• _Input records_
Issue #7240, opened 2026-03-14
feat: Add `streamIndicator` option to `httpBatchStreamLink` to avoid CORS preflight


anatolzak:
...
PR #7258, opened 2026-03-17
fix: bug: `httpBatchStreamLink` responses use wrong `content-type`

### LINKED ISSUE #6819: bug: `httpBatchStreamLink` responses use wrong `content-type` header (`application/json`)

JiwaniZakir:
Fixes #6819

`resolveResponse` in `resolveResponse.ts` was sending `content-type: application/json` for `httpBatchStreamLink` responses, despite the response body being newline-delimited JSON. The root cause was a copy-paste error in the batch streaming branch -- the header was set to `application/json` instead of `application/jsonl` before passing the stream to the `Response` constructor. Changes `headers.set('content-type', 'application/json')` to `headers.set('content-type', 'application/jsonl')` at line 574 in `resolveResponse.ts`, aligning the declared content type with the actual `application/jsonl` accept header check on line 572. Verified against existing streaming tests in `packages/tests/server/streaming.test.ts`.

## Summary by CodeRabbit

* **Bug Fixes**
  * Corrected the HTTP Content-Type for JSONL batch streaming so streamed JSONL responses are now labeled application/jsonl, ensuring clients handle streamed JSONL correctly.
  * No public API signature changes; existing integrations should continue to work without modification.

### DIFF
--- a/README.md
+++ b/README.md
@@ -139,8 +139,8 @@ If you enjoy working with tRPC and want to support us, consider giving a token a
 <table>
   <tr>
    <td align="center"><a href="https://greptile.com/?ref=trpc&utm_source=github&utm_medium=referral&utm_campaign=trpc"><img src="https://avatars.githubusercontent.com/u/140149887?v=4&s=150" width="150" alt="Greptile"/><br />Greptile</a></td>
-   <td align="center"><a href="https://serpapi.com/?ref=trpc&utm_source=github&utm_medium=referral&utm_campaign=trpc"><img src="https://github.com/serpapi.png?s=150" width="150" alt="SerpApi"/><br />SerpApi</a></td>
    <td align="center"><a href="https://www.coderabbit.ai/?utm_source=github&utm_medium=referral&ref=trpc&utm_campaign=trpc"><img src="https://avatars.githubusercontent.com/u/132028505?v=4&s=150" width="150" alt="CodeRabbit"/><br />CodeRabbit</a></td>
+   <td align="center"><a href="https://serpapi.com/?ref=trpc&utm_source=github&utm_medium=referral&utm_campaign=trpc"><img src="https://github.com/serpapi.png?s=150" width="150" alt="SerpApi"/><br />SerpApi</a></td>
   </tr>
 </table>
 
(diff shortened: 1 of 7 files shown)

• _Directions for this task_
Filter the entries down to the lines that hold "wrong". Copy those lines.

• _Completed task_
fix: bug: `httpBatchStreamLink` responses use wrong `content-type`
### LINKED ISSUE #6819: bug: `httpBatchStreamLink` responses use wrong `content-type` header (`application/json`)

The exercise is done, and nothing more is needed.